Action item »
Every record has to be written out exactly, with no line missing.

Material to process »

PR #732, opened 2022-08-01
Reuse guardians rather than recreating them during election creation

### LINKED ISSUE #731: 🐞 Mitre Verifier fails to validate public key in GUI generated election records

### Current Behavior

When you run an end-to-end test on the GUI results the [Mitre verifier](https://mitre.github.io/ElectionGuardVerifier.jl/) fails to validate the public key.  The problem is that the GUI is regenerating the guardians during election creation rather than reusing the values from the key ceremony.

### Expected Behavior

_No response_

### Steps To Reproduce

_No response_

### Environment

```markdown
- OS:
```

### Anything else?

_No response_

lprichar:
### Issue

Fixes #731 

### Description
This reuses the guardians data from the key ceremony rather than creating new guardians during election creation.

### Testing
Run an end-to-end test and validate it with the Mitre verifier.  There should be no problem with the public key.

### DIFF
--- a/src/electionguard_gui/components/create_election_component.py
+++ b/src/electionguard_gui/components/create_election_component.py
@@ -16,6 +16,7 @@ from electionguard_gui.services import (
     KeyCeremonyService,
     GuiSetupInputRetrievalStep,
     ElectionService,
+    GuardianService,
 )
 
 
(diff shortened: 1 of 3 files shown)


SteveMaier-IRT (approved):
clean fix for the issue.  looks good.

Issue #735, opened 2022-08-08
✨ Add Testing to GUI


lprichar:
### Is there an existing issue for this?

- [X] I have searched the existing issues

### Suggestion

In order to make a deadline testing was temporarily suspended for the GUI project.  We must unit testing back in.  This may require some architectural changes to the GUI to retrofit, but as Michael Feathers says testable code is quality code, so the end result will be a more maintainable, malleable, and flexible codebase.

PR #736, opened 2022-08-08
GUI Testing

lprichar:
### Issue

Addresses #735 

### Description
Adds in unit tests for date time parsing, decryption status computation, and "can join" functionality for guardians during decryption.  This introduces the `pytest-mock` library for mocking objects dependent objects and isolating the area under test. 

### Testing
Run the tests, they should pass.


src/electionguard_gui/eel_utils.py
```diff
@@ -14,7 +15,9 @@ def utc_to_str(utc_dt: datetime) -> str:
     if not utc_dt:
         return ""
     local = convert_utc_to_local(utc_dt)
-    return local.strftime("%b %#d, %Y %#I:%M %p")
+    if os.name == "nt":
```
lprichar, line 18: this also fixes a bug where date time formatting works different on a Mac than on PC

tests/base_test_case.py
```diff
@@ -1,13 +1,21 @@
...
-
+from pytest import fixture
+from pytest_mock import MockerFixture
 from electionguard.constants import PrimeOption
 
 
 class BaseTestCase(TestCase):
     """Base Test Case for overriding environment variables."""
 
+    mocker: MockerFixture
```
lprichar, line 12: Expose a mocker object to all tests since it's cumbersome to do and requires a pylint disable

tests/unit/electionguard_gui/test_decryption_dto.py
```diff
@@ -0,0 +1,100 @@
...
+            }
+        )
+
+        # ACT
+        status = decryption_dto.get_status()
+
+        # ASSERT
+        self.assertEqual(status, "decryption complete")
+
+    @patch("electionguard_gui.services.authorization_service.AuthorizationService")
```
lprichar, line 55: This demonstrates how to instantiate a mock object that can be passed to another method as a parameter

tests/unit/electionguard_gui/test_election_dto.py
```diff
@@ -0,0 +1,28 @@
...
+from tests.base_test_case import BaseTestCase
+
+
+class TestElectionDto(BaseTestCase):
+    """Test the ElectionDto class"""
+
+    def test_get_status_with_no_guardians(self) -> None:
+        # ARRANGE
+        self.mocker.patch(
+            "electionguard_gui.models.election_dto.utc_to_str",
```
lprichar, line 13: This demonstrates how to mock a function that's imported in the method under test.  This string is non-intuitive and took me a while to figure out.  It's the method under test then the name of the function to mock.

tests/unit/electionguard_gui/test_election_dto.py
```diff
@@ -0,0 +1,28 @@
...
+                "created_at": datetime(2020, 2, 3, 7, 10, 10, 0, tzinfo=timezone.utc),
+            }
+        )
+
+        # ACT
+        result = election_dto.to_dict()
+
+        # ASSERT
+        self.assertEqual("ABC", result["id"])
+        self.assertEqual(result["created_at"], "Feb 3, 2022 2:10 PM")
```
SteveMaier-IRT, line 28: for the above 2 statements, one has the first value first and the second has the fixed value second.  If the first value needs to be first then the second assert needs to be fixed and the ones in the test_decryption_dto also need to be switched.

SteveMaier-IRT (approved):
looks good.

PR #744, opened 2022-08-12
#701 Dockerize GUI

### LINKED ISSUE #701: ✨ Dockerize GUI

### Suggestion

The GUI needs a dockerfile so it can be more easily deployed

### Possible Implementation

_No response_

### Anything else?

_No response_

lprichar:
### Issue

Fixes #701 

### Description

Caveats: First of all, this PR is purely additive from a functional perspective.  In other words, anyone running EGUI from source should see no differences when they create key ceremonies, elections, or run decryptions.  However, this does change the location of the guardian private keys, so updating to this code will break old elections.

What this adds is that now instead of running lots of individual commands to start the database and set environment variables, and start multiple gui sessions you can just run one command: `make start-egui` which will:

1. Build an image for an EGUI docker container based on Ubuntu
2. Spin up the two Mongo database containers
3. Spin up 3 EGUI containers: an admin and two guardians
4. Link the EGUI containers to the database for networking
5. Mount two host drives to the EGUI containers
  a. For persistent data storage, in the host at `egui_mnt/data`, in the container at `/egui_mnt/data`
  b. For data export, in the host at `egui_mnt/export/`, in the container at `/egui_mnt/export`
6. Expose the EGUI functionality to the host as follows:
  - http://localhost:12801/main.html for admin
  - http://localhost:12802/main.html for guardian1
  - http://localhost:12803/main.html for guardian2

As part of this PR the following EGUI startup options have been parameterized:
- port
- mode (uses `None` when run inside a container so it won't start a browser and Chrome won't need to be installed)
- host (uses `0.0.0.0` for the host to be able to reach eel inside a container)

This additionally reconfigures the database persistent storage to use a location that is relative to the project, and that is additionally the same location whether you use Docker or run EGUI locally so that you can switch seamlessly between the two modes of operation and your data will still work.

### Testing
This requires a full end-to-end test in both docker world and in from source world.  I have done both including validating with Julia, but would especially welcome validation that the docker containers work on someone else's machine.


.gitignore
```diff
@@ -154,3 +154,5 @@ sample-data.zip*
 
 results/
 gui_private_keys/
+database/
+egui_mnt/
```
lprichar, line 158: will fix no newline at end of file

src/electionguard_gui/.dockerignore
```diff
@@ -0,0 +1,2 @@
+docker-compose*.yml
+Dockerfile
```
lprichar, line 2: will fix

src/electionguard_gui/Dockerfile
```diff
@@ -0,0 +1,74 @@
...
+ENV PYENV_ROOT="/root/.pyenv"
+ENV PATH="$PYENV_ROOT/bin:$PYENV_ROOT/shims:${PATH}"
+RUN echo $PATH
+
+##################################################################################
+# Install python
+##################################################################################
+
+RUN pyenv install 3.9.9 && \
+    pyenv global 3.9.9
```
lprichar, line 37: Upgrading python will be easy, just adjust these two lines

src/electionguard_gui/Dockerfile
```diff
@@ -0,0 +1,74 @@
...
+
+COPY ./src ./src
+RUN rm src/electionguard_gui/__init__.py
+
+##################################################################################
+# Run EGUI
+##################################################################################
+
+# the final poetry install runs fast, it activates the virtualenv and initializes the modules
+RUN poetry install
```
lprichar, line 70: I tried to be careful to allow the image to cache as much as possible, but it still takes 10 seconds to build an image if anything changes.  There's room for improvement here, but it's certainly good enough.

SteveMaier-IRT (approved):
looks good.  the changes make the system much more configurable overall.

SteveMaier-IRT:
Please change the main.html to index.html so that we do not need to add it with the browser.

SteveMaier-IRT:
When you close a browser tab or change addresses in a tab that is pointing to an admin or guardian instance, the docker image exits.  This might be fixed by adding a restart flag to the container.

lprichar:
Good catches @SteveMaier-IRT, thanks, they're fixed now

Exercise result »
PR #732, opened 2022-08-01
Reuse guardians rather than recreating them during election creation

### LINKED ISSUE #731: 🐞 Mitre Verifier fails to validate public key in GUI generated election records

### Current Behavior

When you run an end-to-end test on the GUI results the [Mitre verifier](https://mitre.github.io/ElectionGuardVerifier.jl/) fails to validate the public key.  The problem is that the GUI is regenerating the guardians during election creation rather than reusing the values from the key ceremony.

### Expected Behavior

_No response_

### Steps To Reproduce

_No response_

### Environment

```markdown
- OS:
```

### Anything else?

_No response_

lprichar:
### Issue

Fixes #731 

### Description
This reuses the guardians data from the key ceremony rather than creating new guardians during election creation.

### Testing
Run an end-to-end test and validate it with the Mitre verifier.  There should be no problem with the public key.

### DIFF
--- a/src/electionguard_gui/components/create_election_component.py
+++ b/src/electionguard_gui/components/create_election_component.py
@@ -16,6 +16,7 @@ from electionguard_gui.services import (
     KeyCeremonyService,
     GuiSetupInputRetrievalStep,
     ElectionService,
+    GuardianService,
 )
 
 
(diff shortened: 1 of 3 files shown)


SteveMaier-IRT (approved):
clean fix for the issue.  looks good.

Issue #735, opened 2022-08-08
✨ Add Testing to GUI


lprichar:
### Is there an existing issue for this?

- [X] I have searched the existing issues

### Suggestion

In order to make a deadline testing was temporarily suspended for the GUI project.  We must unit testing back in.  This may require some architectural changes to the GUI to retrofit, but as Michael Feathers says testable code is quality code, so the end result will be a more maintainable, malleable, and flexible codebase.

PR #736, opened 2022-08-08
GUI Testing

lprichar:
### Issue

Addresses #735 

### Description
Adds in unit tests for date time parsing, decryption status computation, and "can join" functionality for guardians during decryption.  This introduces the `pytest-mock` library for mocking objects dependent objects and isolating the area under test. 

### Testing
Run the tests, they should pass.


src/electionguard_gui/eel_utils.py
```diff
@@ -14,7 +15,9 @@ def utc_to_str(utc_dt: datetime) -> str:
     if not utc_dt:
         return ""
     local = convert_utc_to_local(utc_dt)
-    return local.strftime("%b %#d, %Y %#I:%M %p")
+    if os.name == "nt":
```
lprichar, line 18: this also fixes a bug where date time formatting works different on a Mac than on PC

tests/base_test_case.py
```diff
@@ -1,13 +1,21 @@
...
-
+from pytest import fixture
+from pytest_mock import MockerFixture
 from electionguard.constants import PrimeOption
 
 
 class BaseTestCase(TestCase):
     """Base Test Case for overriding environment variables."""
 
+    mocker: MockerFixture
```
lprichar, line 12: Expose a mocker object to all tests since it's cumbersome to do and requires a pylint disable

tests/unit/electionguard_gui/test_decryption_dto.py
```diff
@@ -0,0 +1,100 @@
...
+            }
+        )
+
+        # ACT
+        status = decryption_dto.get_status()
+
+        # ASSERT
+        self.assertEqual(status, "decryption complete")
+
+    @patch("electionguard_gui.services.authorization_service.AuthorizationService")
```
lprichar, line 55: This demonstrates how to instantiate a mock object that can be passed to another method as a parameter

tests/unit/electionguard_gui/test_election_dto.py
```diff
@@ -0,0 +1,28 @@
...
+from tests.base_test_case import BaseTestCase
+
+
+class TestElectionDto(BaseTestCase):
+    """Test the ElectionDto class"""
+
+    def test_get_status_with_no_guardians(self) -> None:
+        # ARRANGE
+        self.mocker.patch(
+            "electionguard_gui.models.election_dto.utc_to_str",
```
lprichar, line 13: This demonstrates how to mock a function that's imported in the method under test.  This string is non-intuitive and took me a while to figure out.  It's the method under test then the name of the function to mock.

tests/unit/electionguard_gui/test_election_dto.py
```diff
@@ -0,0 +1,28 @@
...
+                "created_at": datetime(2020, 2, 3, 7, 10, 10, 0, tzinfo=timezone.utc),
+            }
+        )
+
+        # ACT
+        result = election_dto.to_dict()
+
+        # ASSERT
+        self.assertEqual("ABC", result["id"])
+        self.assertEqual(result["created_at"], "Feb 3, 2022 2:10 PM")
```
SteveMaier-IRT, line 28: for the above 2 statements, one has the first value first and the second has the fixed value second.  If the first value needs to be first then the second assert needs to be fixed and the ones in the test_decryption_dto also need to be switched.

SteveMaier-IRT (approved):
looks good.

PR #744, opened 2022-08-12
#701 Dockerize GUI

### LINKED ISSUE #701: ✨ Dockerize GUI

### Suggestion

The GUI needs a dockerfile so it can be more easily deployed

### Possible Implementation

_No response_

### Anything else?

_No response_

lprichar:
### Issue

Fixes #701 

### Description

Caveats: First of all, this PR is purely additive from a functional perspective.  In other words, anyone running EGUI from source should see no differences when they create key ceremonies, elections, or run decryptions.  However, this does change the location of the guardian private keys, so updating to this code will break old elections.

What this adds is that now instead of running lots of individual commands to start the database and set environment variables, and start multiple gui sessions you can just run one command: `make start-egui` which will:

1. Build an image for an EGUI docker container based on Ubuntu
2. Spin up the two Mongo database containers
3. Spin up 3 EGUI containers: an admin and two guardians
4. Link the EGUI containers to the database for networking
5. Mount two host drives to the EGUI containers
  a. For persistent data storage, in the host at `egui_mnt/data`, in the container at `/egui_mnt/data`
  b. For data export, in the host at `egui_mnt/export/`, in the container at `/egui_mnt/export`
6. Expose the EGUI functionality to the host as follows:
  - http://localhost:12801/main.html for admin
  - http://localhost:12802/main.html for guardian1
  - http://localhost:12803/main.html for guardian2

As part of this PR the following EGUI startup options have been parameterized:
- port
- mode (uses `None` when run inside a container so it won't start a browser and Chrome won't need to be installed)
- host (uses `0.0.0.0` for the host to be able to reach eel inside a container)

This additionally reconfigures the database persistent storage to use a location that is relative to the project, and that is additionally the same location whether you use Docker or run EGUI locally so that you can switch seamlessly between the two modes of operation and your data will still work.

### Testing
This requires a full end-to-end test in both docker world and in from source world.  I have done both including validating with Julia, but would especially welcome validation that the docker containers work on someone else's machine.


.gitignore
```diff
@@ -154,3 +154,5 @@ sample-data.zip*
 
 results/
 gui_private_keys/
+database/
+egui_mnt/
```
lprichar, line 158: will fix no newline at end of file

src/electionguard_gui/.dockerignore
```diff
@@ -0,0 +1,2 @@
+docker-compose*.yml
+Dockerfile
```
lprichar, line 2: will fix

src/electionguard_gui/Dockerfile
```diff
@@ -0,0 +1,74 @@
...
+ENV PYENV_ROOT="/root/.pyenv"
+ENV PATH="$PYENV_ROOT/bin:$PYENV_ROOT/shims:${PATH}"
+RUN echo $PATH
+
+##################################################################################
+# Install python
+##################################################################################
+
+RUN pyenv install 3.9.9 && \
+    pyenv global 3.9.9
```
lprichar, line 37: Upgrading python will be easy, just adjust these two lines

src/electionguard_gui/Dockerfile
```diff
@@ -0,0 +1,74 @@
...
+
+COPY ./src ./src
+RUN rm src/electionguard_gui/__init__.py
+
+##################################################################################
+# Run EGUI
+##################################################################################
+
+# the final poetry install runs fast, it activates the virtualenv and initializes the modules
+RUN poetry install
```
lprichar, line 70: I tried to be careful to allow the image to cache as much as possible, but it still takes 10 seconds to build an image if anything changes.  There's room for improvement here, but it's certainly good enough.

SteveMaier-IRT (approved):
looks good.  the changes make the system much more configurable overall.

SteveMaier-IRT:
Please change the main.html to index.html so that we do not need to add it with the browser.

SteveMaier-IRT:
When you close a browser tab or change addresses in a tab that is pointing to an admin or guardian instance, the docker image exits.  This might be fixed by adding a restart flag to the container.

lprichar:
Good catches @SteveMaier-IRT, thanks, they're fixed now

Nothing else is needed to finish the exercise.